=== Information shown ===

PR #2000, opened 2023-01-19
feat!: rcmgr: Change LimitConfig to use LimitVal type

MarcoPolo:
This solves the problem around the encoding having different semantics than the config that is passed into the resource manager [context](https://github.com/libp2p/go-libp2p/pull/1998#issuecomment-1386348540). This makes special values explicit (Unlimited, default, block all). And I think it's a more ergonomic API (create a struct with sane defaults, rather than having to copy some pre-initialized struct, then modify relevant values).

===

## The task
Copy exactly the lines running from the one that holds "feat!: rcmgr: Change" to the last line of the listing above. Include both of those lines.

## Solution to this task
feat!: rcmgr: Change LimitConfig to use LimitVal type

MarcoPolo:
This solves the problem around the encoding having different semantics than the config that is passed into the resource manager [context](https://github.com/libp2p/go-libp2p/pull/1998#issuecomment-1386348540). This makes special values explicit (Unlimited, default, block all). And I think it's a more ergonomic API (create a struct with sane defaults, rather than having to copy some pre-initialized struct, then modify relevant values).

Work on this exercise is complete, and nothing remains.